La dernière soirée passée « rien que tous les deux » s'étant finie dans mon salon, à deux doigts de la faute, j'avais toutes les raisons de croire qu'il voulait en venir à ses fins. Mais quelles étaient-elles ? Rester fidèle ou assouvir une bonne fois pour toutes son désir pour moi et profiter de la fermeture du Comptoir pour ne plus jamais me revoir ? Nous n'avons pas eu l'occasion de reparler de cette soirée, de ce moment où il s'était découvert prêt à franchir la limite, peut-être ne s'en souvient-il pas ? Nous avions beaucoup bu, il est vrai. Suffisamment pour désinhiber les pulsions qu'il garde d'habitude sous ce contrôle si frustrant pour moi.

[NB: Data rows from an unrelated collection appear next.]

PR #1520, opened 2023-08-26
Add some documentation

Benjamin-Davies:
Document some of the classes and packages that I think need it the most. The new docs all either explain the big-picture control flow or document classes whose purpose is difficult to discern without analyzing their usage.

I have made some assumptions about the purpose and meaning of "plasma" and associated classes. I think I am mostly correct.


arnaudroques:
Documentation this code is a huge task :-)
So many thanks for your contribution.

PR #2825, opened 2026-08-21
feat(js-plantuml): Share diagrams via URL fragments

toransahu:
Why:
- Make diagrams shareable as self-contained URLs without server-side state.
- Let recipients open a link and immediately recover the same diagram source.

What:
- Synchronize editor content to a PlantUML-compatible URL fragment.
- Restore content on initial load and hash navigation, and clear the hash for empty content.
- Add a share button with clipboard fallback and a brief top-centered “Copied” notification.

How:
- Encode UTF-8 source with raw DEFLATE and PlantUML’s URL-safe alphabet.
- Vendor fflate 0.8.2 locally so encoding and decoding remain fully browser-local.
- Debounce hash updates, use history.replaceState, and announce copy results through an accessible status region.

Testing:
- Verified Unicode round trips and compatibility with plantuml-encoder 1.4.0 fragments.
- Exercised render, hash update/restore/navigation, clipboard fallback, empty/invalid fragments, and toast behavior in headless Chrome.
- Checked JavaScript syntax, whitespace, and the vendored bundle integrity.


toransahu:
Sample change is available at: https://www.toran.xyz/plantuml/js-plantuml/index.html#3Son3S9030NG_gRu0y02512e41LIXAWTR0JYt_da-FOd2xnfJOaSbUNCxylsnuilEE1gfEFfGTrX_lYWuavf-QZ4RSPYwE7LqnIoGkqjWmdf_LJ2SaI3_yfaJJVw3m00

arnaudroques:
Great, many thanks for your contribution!

toransahu:
@arnaudroques Thanks for accepting the PR. Here goes the next: https://github.com/plantuml/plantuml/pull/2826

J'arrive au Comptoir vers 23h, juste avant la fermeture, afin de ne pas être trop éméchée. Je m'installe dans le canapé du fond en attendant qu'il congédie les derniers clients et ferme les stores et la porte à clé, nous garantissant ainsi une soirée vraiment privée. Il me rejoint dans l'arrière-salle avec un large sourire et la fameuse surprise : une bouteille de Diplomatico Reserva, un rhum vénézuélien qu'il sait que j'apprécie particulièrement.

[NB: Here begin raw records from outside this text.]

PR #2862, opened 2026-09-02
👷 perf-bench: recenter expected bands on the measured ratios

lemonlion:
Small follow-up on perf-bench.

The bands in `expected-bands.json` are all still 1.0, but the pinned reference `4ce99a47` is from before P2 to P5 landed (#2836, #2837, #2838, #2839), so master renders the corpus in roughly half the pinned engine's time. Every row of every run comes back as "faster than band by 25-50pp".

Nice as that is to look at, a flag that fires on all 13 rows in all 11 runs so far isn't telling us much. The bigger problem is the other direction: if something gave back most of the P2-P5 win and pushed gen-500 from 0.42 up to 0.55, the summary would still print "faster than band by 35pp" and nobody would spot it.

So this just moves each center to the median of the 11 master runs to date (25077cc9 through b2392e62), all of which ran against the current pin. Tolerance stays at 0.1 and the A/A calibration behind it is untouched.

| Diagram | Was | Now |
|---|---|---|
| gen-50 | 1.00 | 0.47 |
| gen-200 | 1.00 | 0.46 |
| gen-500 | 1.00 | 0.42 |
| puml-0 | 1.00 | 0.45 |
| puml-1 | 1.00 | 0.45 |
| puml-19 | 1.00 | 0.44 |
| shape-groups | 1.00 | 0.62 |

Alors qu'il prend son temps pour nous servir deux verres du nectar ambré, je profite de cette dernière vision de nous deux, en tête à tête, pour figer à jamais ce souvenir délicieux.

L'insinuation que je vois dans la nature même de cette surprise me met en confiance pour aborder le sujet de son ardeur de l'autre soir. Sonder sa mémoire habilement et l'amener à ressentir cette excitation à nouveau, en vue d'arriver à mes fins, dans le contexte que j'ai choisi et qui a alimenté mon imaginaire érotique durant tout ce temps.